# Your instructions
In the listing below, which lines contain the string "useEntity"? Copy them all.

# Excerpted data
PR #34323, opened 2026-05-20
fix(catalog-backend): split queryEntities list and count queries

freben:
## Summary

- Split the `queryEntities` list and count into two separate queries run via `Promise.all`, instead of the current multi-reference CTE that forces full materialization before `LIMIT` can short-circuit.

This is a minimal cherry-pick of the core performance fix from #34214, isolated so it can be merged and deployed as a patch without the larger API surface changes in that PR.

### Problem

The current query wraps the filtered set in a CTE (`filtered`) that is referenced **twice** — once by `filtered_count` and once by the outer `SELECT`. PostgreSQL 12+ refuses to inline a multi-referenced CTE, so it materializes the entire filtered set (e.g. all ~46K components), spills to temp, and only *then* applies `LIMIT 21`. The covering index can't help — the query shape itself prevents short-circuiting.

### Fix

Always reference the `filtered` CTE exactly once (for the list query). Run the count as a standalone query via `Promise.all`. Since the CTE is now single-referenced, Postgres inlines it and the planner can drive directly from the index with `LIMIT` short-circuit.

### Evidence

_All timings from `EXPLAIN ANALYZE` on a staging replica (~462K entities, ~13.2M search rows)._

| Scenario | Before (fused CTE) | After: list query | After: count query | After: wall clock (`Promise.all`) |
|---|---:|---:|---:|---:|
| `kind=component`, page 1, LIMIT 21 | **2,660 ms** | **1.6 ms** | 1,048 ms | **~1,048 ms** |
| No filter, page 1, LIMIT 21 | **7,715 ms** | **0.5 ms** | 5,471 ms | **~5,471 ms** |
| `kind=template` (narrow), page 1 | 1.1 ms | 0.6 ms | 0.4 ms | ~0.6 ms |
| Cursor page 2+ (`kind=component`) | 23 ms | 23 ms | n/a (skipped) | ~23 ms |

**Key takeaways:**

- **The common first-page load (`kind=component`)** drops from **2.7s to ~1s** wall clock — the list query returns in 1.6 ms instead of waiting for 2.7s of CTE materialization. The wall clock is bounded by the count (1s), but row data is available almost immediately.
- **No-filter first page** drops from **7.7s to ~5.5s** — the list returns in 0.5 ms. The count is expensive (5.5s scanning all entities) but runs concurrently with the now-instant list.
- **Narrow filters and cursor pages** are already fast and stay fast — no regression.
- A follow-up (`totalItems: 'exclude'` from #34214) can skip the count entirely, bringing page 1 to **<2 ms** for all filter shapes.

## Test plan

- [x] All 172 `DefaultEntitiesCatalog` tests pass
- [x] Type check passes (no new errors)
- [x] `EXPLAIN ANALYZE` verified on staging replica (timings above)

### DIFF
--- a/.changeset/split-query-entities-count.md
+++ b/.changeset/split-query-entities-count.md
@@ -3,3 +3,5 @@
 ---
 
 Split the `queryEntities` list and count into separate queries instead of a multi-reference CTE. When the `filtered` CTE was referenced twice (once for the count, once for the data), PostgreSQL refused to inline it, forcing full materialization of the filtered set before applying `LIMIT`. By running the count as a standalone query, the list CTE is only referenced once, allowing the planner to short-circuit on `LIMIT` and return the first page in milliseconds instead of waiting for the full filtered set to materialize.
+
+The standalone count query also fixes a pre-existing bug where `totalItems` was inflated for entities with multi-valued sort fields (e.g. tags). The old CTE-based count counted search rows, so an entity with 3 tags would be counted 3 times. The new count uses `EXISTS` to count distinct entities, aligning `totalItems` with the number of entities actually reachable through cursor pagination.
--- a/.changeset/split-query-entities-count.md
+++ b/.changeset/split-query-entities-count.md
@@ -1,0 +1,5 @@
+---
+'@backstage/plugin-catalog-backend': patch
+---
+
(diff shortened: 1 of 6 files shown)


freben (commented):
Copilot raised two related points about the count query semantics change — both are intentional:

The old CTE-based count used `COUNT(*)` over search rows, which **inflated** `totalItems` for entities with multi-valued sort fields (e.g. tags). An entity with 3 tags would be counted 3 times. The new EXISTS-based count correctly counts distinct entities, aligning `totalItems` with the number of entities actually reachable through cursor pagination.

Updated the changeset to call this out.

benjdlambert (approved):

PR #34331, opened 2026-05-21
feat(create-app): add CI workflow to default app template

awanlin:

Added a GitHub Actions CI workflow to the default app template. New Backstage instances created with `create-app` now include a `.github/workflows/ci.yml` that runs lint, type checking, tests, configuration validation, and a Docker image build on every pull request.

Also adds a getting-started docs page covering CI setup (GitHub Actions, GitLab CI, Jenkins) and documents the `repo list-deprecations` CLI command.

### DIFF
--- a/packages/create-app/templates/default-app/.github/workflows/ci.yml
+++ b/packages/create-app/templates/default-app/.github/workflows/ci.yml
@@ -1,0 +1,69 @@
+# Documentation: https://backstage.io/docs/getting-started/ci
+name: PR CI build
+
+on:
+  pull_request: {}
+
+jobs:
+  build:
+    runs-on: ubuntu-latest
+
+    env:
+      CI: true
+      NODE_OPTIONS: --max-old-space-size=4096
+
+    steps:
+      - uses: actions/checkout@de0fac2e4500dabe0009e67214ff5f5447ce83dd # v6
+
+      # Beginning of yarn setup
+      - name: use node.js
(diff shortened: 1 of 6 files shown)


packages/create-app/templates/default-app/.github/workflows/ci.yml
aramissennyeydd, line 1: Should we make this opt-in during create-app execution?

awanlin: My personal opinion is no. We don't want to have flags so people can get up and running quickly, having this adds value right out of the box, a large portion of our adopters are using GitHub so this feels reasonable to ship form the start. Deleting it is pretty easy. I'm open to hearing opinions going a different direction though.

Parsifal-M:
Hmm I like the idea but if you don't use GitHub it's just extra stuff you then have to delete when you create the app 🤔

I wonder if alternatively we could document these ci jobs and reference them somewhere so you can just copy and paste your flavour of CI 💭

packages/create-app/templates/default-app/.github/workflows/ci.yml
```diff
@@ -0,0 +1,69 @@
+# Documentation: https://backstage.io/docs/getting-started/ci
```
aramissennyeydd, line 1: Chatted in the Docs SIG - Let's add links for where to get templates for the other CI systems we're adding here.

aramissennyeydd (approved):
Nice! I think this makes sense for a sane default and gives us some leverage to recommend new commands to run in CI.

PR #34336, opened 2026-05-22
feat(catalog): add skills endpoint

drodil:

add well-known endpoint to fetch skills from the catalog using `npx skills` cli tool the same way backstage.io provides it's skills.

### DIFF
--- a/plugins/catalog-backend-module-ai-model/src/module.ts
+++ b/plugins/catalog-backend-module-ai-model/src/module.ts
@@ -14,13 +14,18 @@
  * limitations under the License.
  */
 
-import { createBackendModule } from '@backstage/backend-plugin-api';
 import {
-  CatalogModelSources,
+  coreServices,
+  createBackendModule,
+} from '@backstage/backend-plugin-api';
+import {
   aiResourceEntityModel,
+  CatalogModelSources,
   mcpServerApiEntityModel,
 } from '@backstage/catalog-model/alpha';
 import { catalogModelExtensionPoint } from '@backstage/plugin-catalog-node/alpha';
+import { catalogServiceRef } from '@backstage/plugin-catalog-node';
+import { createSkillsRouter } from './SkillsRouter';
 
 /**
  * Registers support for the AiResource entity kind in the catalog.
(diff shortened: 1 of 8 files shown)


plugins/catalog-backend-module-ai-model/src/module.ts
```diff
@@ -34,14 +39,38 @@ export const catalogModuleAiResourceEntityModel = createBackendModule({
...
+
+        const skillsRouter = createSkillsRouter({
+          catalog,
+          auth,
+          reader,
+          cache,
+          logger,
+        });
+
+        rootHttpRouter.use('/.well-known/skills', skillsRouter);
```
Rugvip, line 73: Hmm, is this relying on the catalog being unauthenticated? 🤔

drodil: Nope, it uses the catalog's own service token to fetch the entities. One thing I was wondering is that there is no `addAuthPolicy` in the `RootHttpRouterService` so do all those actually require authentication or not 🤔

drodil: Ah, actually no: Routes registered via rootHttpRouter are unauthenticated by default. The root HTTP router has no auth middleware — it only applies standard middleware (helmet, cors, compression, logging, rate limiting).

Rugvip: Ah yep, didn't spot that it was the root http router. So indeed, it gives unauthenticated access to alls skills in the catalog to the world 😅. I think we need to address that in some way to be able to ship this tbh. Initial questions though is whether there's any possibility to have authentication still be enabled when using the `skills` CLI? 🤔

pguppy: sadly [npx skills ](https://github.com/vercel-labs/skills) tool doesn't support passing thru any sort of authentication at all for our use case, its not actually possible at all to even use this with `npx skills` if we were to add auth. I agree that an unauthenticated endpoint is def a big risk here, giving direct access into the catalog, though currently there isnt' any other option if we want use `npx skills` sadly.

I def do want this feature really badly so I think a good trade-off is defaulting this to be disabled behind a features flag in the app-config though still allowing it to be a thing for users who run backstage internally and are happy to expose the endpoint with no authentication. 

There are alternative tools such as [agent-skills-cli](https://github.com/Karanjot786/agent-skills-cli) which you can use with support authenticated endpoints like

```
# Using token via flag
npx agent-skills-cli install https://your-backstage.example.com/.well-known/skills --token=your-backstage-token

# Or via environment variable (recommended for security)
BACKSTAGE_TOKEN=your-token npx agent-skills-cli install https://your-backstage.example.com/.well-known/skills
```

though they aren't as well supported as the Vercel version. Or we could also ig make our own version of skills download cli tool using the backstage-cli which is kinda of whole different thing though I would image might be the end goal here.


https://github.com/vercel-labs/skills/issues/1176

PR #34338, opened 2026-05-22
chore: group @opentelemetry/* packages in Renovate

freben:
## Summary

- Group all `@opentelemetry/*` packages so they get upgraded together in a single PR, matching how other monorepo package families (Rush Stack, Module Federation, etc.) are already grouped.


awanlin (approved):
Good call, think we should do this for the Demo site too! 🚀

Rugvip (approved):

PR #34342, opened 2026-05-22
golden-path: add docs for integrations

aramissennyeydd:

Replaces the TODO stubs in the catalog, search, and notifications chapters of the plugins golden path with full walkthroughs:

- Catalog: explains the catalog as a typed entity graph and walks through the three main integration points (annotations + processor, custom kind via the catalog model, and entity provider sync).
- Search: explains collators/decorators and walks through building a custom todo collator with `searchIndexRegistryExtensionPoint`, permission-aware indexing, and a frontend result item.
- Notifications: explains the in-app + external delivery model and walks through sending notifications from a scheduled task (alarm fanout) and from the create handler (assign-on-create), with notes on topics, scope, and group recipients.

### DIFF
--- a/docs/golden-path/plugins/integrations/001-catalog.md
+++ b/docs/golden-path/plugins/integrations/001-catalog.md
@@ -9,16 +9,402 @@ description: How to integrate your plugin with the Backstage Software Catalog
 
 ### What is the Software Catalog?
 
-<!--TODO-->
+The [Software Catalog](../../../features/software-catalog/index.md) is the
+graph of typed entities that sits at the center of every Backstage instance.
+Components, APIs, Resources, Systems, Users, Groups — anything an organization
+wants to model and reason about — live in the catalog and are related to each
+other through a small set of well-known relations.
+
+Each entity is identified by its `apiVersion`, `kind`, and `metadata.name`
+(scoped by `metadata.namespace`). The catalog backend ingests entity
+descriptors from one or more _sources_, validates them against a schema, runs
+them through a pipeline of _processors_, stitches the resulting relations
+together, and exposes the final state through a queryable API that the
+frontend and other plugins consume.
+
+For your plugin, the catalog is the place you go when you want a stable,
+shared answer to "which thing is this, who owns it, and how does it relate to
+everything else?" — rather than maintaining your own list of services, owners,
+or resources.
 
 ### Integration Points
 
-<!--TODO-->
+There are three main places where a plugin can plug into the catalog. Pick the
+one that matches the question you are trying to answer.
+
+**Entity providers** push entities into the catalog. They run on a schedule,
+fetch data from an external system, and emit a full or delta set of entities
+that the catalog should know about. Use a provider when your plugin owns a
+source of truth that should appear in the catalog — todos discovered in a
+backing store, for example.
+
+**Catalog processors** transform entities as they flow through the ingestion
+pipeline. They can read annotations, mutate spec fields, emit additional
+entities, or attach extra relations. Use a processor when you want to react to
+existing entities or annotations rather than provide a brand-new source.
+
+**The catalog model** controls which kinds, versions, and spec types are
+considered valid. Extending the model lets you introduce a new first-class
+kind — `Todo`, for example — with its own schema, relations, and type guards.
+Use a model extension when your data does not fit comfortably into any of the
+built-in kinds.
+
+A typical plugin uses one or two of these together: a provider plus a model
+extension to introduce a new kind, or a processor that reads an annotation off
+existing entities to expose plugin-specific data.
 
 ## Adding a new `backstage.io/todo` annotation
 
-<!--TODO-->
+The lightest-weight integration is to attach to entities that already live in
+the catalog. Adopters add an annotation to their `catalog-info.yaml`, and your
+plugin reacts to it. There is no new kind, no new provider, and the source of
+truth stays in the adopter's repository.
+
+### Reserve the annotation name
+
+Annotations are namespaced strings, and the `backstage.io/` prefix is
+reserved for annotations defined by the project. For a plugin you ship
+yourself, pick a namespace you control — for example
+`todo.backstage.io/source` — and document it. For the rest of this guide we
+will pretend our plugin is shipped by the Backstage project and use
+`backstage.io/todo-source`.
+
+Add a constant in your common package so backend, frontend, and any policies
+reference the same string:
+
+```ts
+// plugins/todo-common/src/annotations.ts
+export const TODO_SOURCE_ANNOTATION = 'backstage.io/todo-source';
+```
+
+### Read the annotation in the backend
+
+Inside a route handler, look the entity up through the catalog client and
+read the annotation off `metadata.annotations`:
+
+```ts
+// plugins/todo-backend/src/service/router.ts
+import { CatalogService } from '@backstage/plugin-catalog-node';
+import { TODO_SOURCE_ANNOTATION } from '@internal/plugin-todo-common';
+
+router.get('/todos/by-entity/:ref', async (req, res) => {
+  const credentials = await httpAuth.credentials(req, { allow: ['user'] });
+  const entity = await catalog.getEntityByRef(req.params.ref, { credentials });
+
+  const source = entity?.metadata.annotations?.[TODO_SOURCE_ANNOTATION];
+  if (!source) {
+    res.json({ items: [] });
+    return;
+  }
+
+  const items = await todoList.listTodosForSource(source);
+  res.json({ items });
+});
+```
+
+The annotation is just a hint; the actual todo data still comes from your
+plugin's own store. The catalog is the index, not the database.
+
+### Surface the annotation on the entity page
+
+On the frontend, use the standard helpers to check for the annotation before
+showing your card. This keeps the UI clean for entities that have not opted
+in:
+
+```tsx
+// plugins/todo/src/components/EntityTodoContent.tsx
+import { useEntity } from '@backstage/plugin-catalog-react';
+import { TODO_SOURCE_ANNOTATION } from '@internal/plugin-todo-common';
+
+export const isTodoAvailable = (entity: Entity) =>
+  Boolean(entity.metadata.annotations?.[TODO_SOURCE_ANNOTATION]);
+
+export const EntityTodoContent = () => {
+  const { entity } = useEntity();
+  if (!isTodoAvailable(entity)) {
+    return <MissingAnnotationEmptyState annotation={TODO_SOURCE_ANNOTATION} />;
+  }
+  return <TodoListForEntity entityRef={stringifyEntityRef(entity)} />;
+};
+```
+
+`MissingAnnotationEmptyState` is the conventional way to nudge adopters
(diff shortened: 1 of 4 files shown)


docs/golden-path/plugins/integrations/001-catalog.md
```diff
@@ -9,16 +9,402 @@ description: How to integrate your plugin with the Backstage Software Catalog
...
 ### What is the Software Catalog?
 
-<!--TODO-->
+The [Software Catalog](../../../features/software-catalog/index.md) is the
+graph of typed entities that sits at the center of every Backstage instance.
+Components, APIs, Resources, Systems, Users, Groups — anything an organization
+wants to model and reason about — live in the catalog and are related to each
+other through a small set of well-known relations.
+
+Each entity is identified by its `apiVersion`, `kind`, and `metadata.name`
```
Rugvip, line 18: Not really true, the `apiVersion` isn't part of identifying it as such? 🤔 at least I think it's confusing to equate to the kind + namespace + name tuple, that's a more common and central concept. The `apiVersion` is tells you what the data means

docs/golden-path/plugins/integrations/001-catalog.md
```diff
@@ -9,16 +9,402 @@ description: How to integrate your plugin with the Backstage Software Catalog
 
 ### What is the Software Catalog?
 
-<!--TODO-->
+The [Software Catalog](../../../features/software-catalog/index.md) is the
+graph of typed entities that sits at the center of every Backstage instance.
+Components, APIs, Resources, Systems, Users, Groups — anything an organization
+wants to model and reason about — live in the catalog and are related to each
+other through a small set of well-known relations.
```
Rugvip, line 16:
```suggestion
other through a set of well-known relations.
```

maybe? 🤔

docs/golden-path/plugins/integrations/001-catalog.md
```diff
@@ -9,16 +9,402 @@ description: How to integrate your plugin with the Backstage Software Catalog
 
 ### What is the Software Catalog?
 
-<!--TODO-->
+The [Software Catalog](../../../features/software-catalog/index.md) is the
```
Rugvip, line 12: Thinking there's a need for a fair bit more deep links to specific docs for the different concepts introduced here

docs/golden-path/plugins/integrations/001-catalog.md
```diff
@@ -9,16 +9,402 @@ description: How to integrate your plugin with the Backstage Software Catalog
...
+the catalog. Adopters add an annotation to their `catalog-info.yaml`, and your
+plugin reacts to it. There is no new kind, no new provider, and the source of
+truth stays in the adopter's repository.
+
+### Reserve the annotation name
+
+Annotations are namespaced strings, and the `backstage.io/` prefix is
+reserved for annotations defined by the project. For a plugin you ship
+yourself, pick a namespace you control — for example
+`todo.backstage.io/source` — and document it. For the rest of this guide we
```
Rugvip, line 68:
```suggestion
`todo.acme.org/source` — and document it. For the rest of this guide we
```

Perhaps? Just to avoid confusion. Or `acme.org/todo-source`

docs/golden-path/plugins/integrations/001-catalog.md
```diff
@@ -9,16 +9,402 @@ description: How to integrate your plugin with the Backstage Software Catalog
...
+Inside a route handler, look the entity up through the catalog client and
+read the annotation off `metadata.annotations`:
+
+```ts
+// plugins/todo-backend/src/service/router.ts
+import { CatalogService } from '@backstage/plugin-catalog-node';
+import { TODO_SOURCE_ANNOTATION } from '@internal/plugin-todo-common';
+
+router.get('/todos/by-entity/:ref', async (req, res) => {
+  const credentials = await httpAuth.credentials(req, { allow: ['user'] });
```
Rugvip, line 91:
```suggestion
  const credentials = await httpAuth.credentials(req);
```

Typically you don't want to do this and just go with the default policy, I think it's probably best to avoid in this example. That's unless we specifically want to list todos for a user, but feeling that would complicate the example

docs/golden-path/plugins/integrations/001-catalog.md
```diff
@@ -9,16 +9,402 @@ description: How to integrate your plugin with the Backstage Software Catalog
...
+```
+
+### Read the annotation in the backend
+
+Inside a route handler, look the entity up through the catalog client and
+read the annotation off `metadata.annotations`:
+
+```ts
+// plugins/todo-backend/src/service/router.ts
+import { CatalogService } from '@backstage/plugin-catalog-node';
```
Rugvip, line 87: wonder if this needs a bit more context, maybe wrapping the example in a `createRouter` or such

docs/golden-path/plugins/integrations/001-catalog.md
```diff
@@ -9,16 +9,402 @@ description: How to integrate your plugin with the Backstage Software Catalog
...
+
+`MissingAnnotationEmptyState` is the conventional way to nudge adopters
+towards adding the annotation, and it links straight to your plugin's docs.
+
+### Validate the annotation with a processor
+
+If you want to fail fast when somebody types the annotation wrong, register
+a catalog processor that validates it during ingestion. Processors run as
+part of the catalog pipeline, so a bad annotation surfaces as a refresh error
+on the entity rather than as a confusing empty state in the UI:
```
Rugvip, line 139: Thinking it's worth mentioning that this is highly optional, and most plugins skip this due to the installation complexity and instead fail within the plugin instead

docs/golden-path/plugins/integrations/001-catalog.md
```diff
@@ -9,16 +9,402 @@ description: How to integrate your plugin with the Backstage Software Catalog
...
+      },
+    });
+  },
+});
+```
+
+Adopters install the module alongside the catalog backend, and the annotation
+is now part of their ingestion pipeline.
 
 ## Custom TODO Entity Kind
```
Rugvip, line 188: I think this detracts from the golden path concept quite a bit, in that it's more of a collection of guides rather than a single one if we add this. In general we'd really want to golden path to be a guide for how to concretely build an actual full example project, so that in following the path your end result is a functional thing. It's fine to have a lot of it be explainers for code in the template, especially early on. But beyond that we'd really want the path to tell you exactly what code additions to make, how to verify that they work in the UI, etc.

Then again, maybe this is exactly what we want to build in the guide, given the search integration and so on. Bit weary that it might be too large to also introduce the kinds and so on. This is also the golden path to building plugins, and it's very rare that you are in this are as part of plugin development. I think this is probably better reserved for an app golden path.

Rugvip (commented):
Nice! 🎉 😁 

Couple of more detailed comments on the catalog section, skipped a deep dive into search and notifications since I think we want to settle https://github.com/backstage/backstage/pull/34342/changes#r3311158809 first. I do think it's important for golden paths to also teach the user how to verify what they're building along the way as well.

docs/golden-path/plugins/integrations/001-catalog.md
aramissennyeydd: yeah bad claude moment - will update

docs/golden-path/plugins/integrations/001-catalog.md
aramissennyeydd: Happy to remove this, I was trying to strike a balance between things that may be useful now vs useful in the future and trying to figure out when is the right time to introduce them. I don't know how useful this really would be for end users especially early adopters.

Rugvip: I think it could be useful, but for an app golden path rather than plugin building. It's very rare that you encounter custom kinds for plugins, but definitely something I think worth introducing for apps.

docs/golden-path/plugins/integrations/001-catalog.md
milliehartnt123, line 16: It would be helpful to provide a link to page that describes the set of relationships: Well-known Relations between Catalog Entities (docs/features/software-catalog/well-known-relations)

docs/golden-path/plugins/integrations/001-catalog.md
```diff
@@ -9,16 +9,402 @@ description: How to integrate your plugin with the Backstage Software Catalog
...
+plugin reacts to it. There is no new kind, no new provider, and the source of
+truth stays in the adopter's repository.
+
+### Reserve the annotation name
+
+Annotations are namespaced strings, and the `backstage.io/` prefix is
+reserved for annotations defined by the project. For a plugin you ship
+yourself, pick a namespace you control — for example
+`todo.backstage.io/source` — and document it. For the rest of this guide we
+will pretend our plugin is shipped by the Backstage project and use
```
milliehartnt123, line 69: _and use_ should be _and uses_

docs/golden-path/plugins/integrations/001-catalog.md
```diff
@@ -9,16 +9,402 @@ description: How to integrate your plugin with the Backstage Software Catalog
...
 
 ## Adding a new `backstage.io/todo` annotation
 
-<!--TODO-->
+The lightest-weight integration is to attach to entities that already live in
+the catalog. Adopters add an annotation to their `catalog-info.yaml`, and your
+plugin reacts to it. There is no new kind, no new provider, and the source of
+truth stays in the adopter's repository.
+
+### Reserve the annotation name
```
milliehartnt123, line 63: This looks like a series of steps. The CNCF wants procedural information as a set of steps, instead of a series of paragraphs or subheadings. For example:

1. Reserve the annotation name.
2. Read the annotation in the backend.
3. Surface the annotation on the entity page.
4. Validate the annotation with a processor.
5. Wire the processor into a catalog backend module

docs/golden-path/plugins/integrations/002-search.md
```diff
@@ -9,12 +9,239 @@ description: How to integrate your plugin with Backstage Search
...
+ownership data to documents from another collator — but a collator plus a
+result item is the common case.
 
 ## Creating a custom TODO collator
 
-<!--TODO-->
+The goal is to make every todo in your plugin's store appear in global
+search, scored alongside catalog entities and TechDocs pages.
+
+### Define the document type
```
milliehartnt123, line 57: All these subheadings should be numbered steps for creating a custom TODO collator. CNCF wants procedural information to be numbered steps, not subheadings or paragraphs.

1. Define the document type
2. Build the collator factory
3. Register the collator with the search backend
....... and so on

docs/golden-path/plugins/integrations/004-notifications.md
```diff
@@ -9,16 +9,206 @@ description: How to integrate your plugin with Backstage Notifications
...
 
 ## TODO with an alarm
 
-<!--TODO-->
+The goal is to let users set a due time on a todo and receive a notification
+when the alarm fires. The alarm is just a timestamp; the scheduler service
+fires us up to look for due todos, and the notifications service delivers
+the message.
+
+### Persist the alarm
```
milliehartnt123, line 55: Again these subheadings should be a set of numbered steps to setup TODO with an alarm.

aramissennyeydd:
closing in favor of a longer-lived branch with all golden paths work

# Exercise output
+import { useEntity } from '@backstage/plugin-catalog-react';
+  const { entity } = useEntity();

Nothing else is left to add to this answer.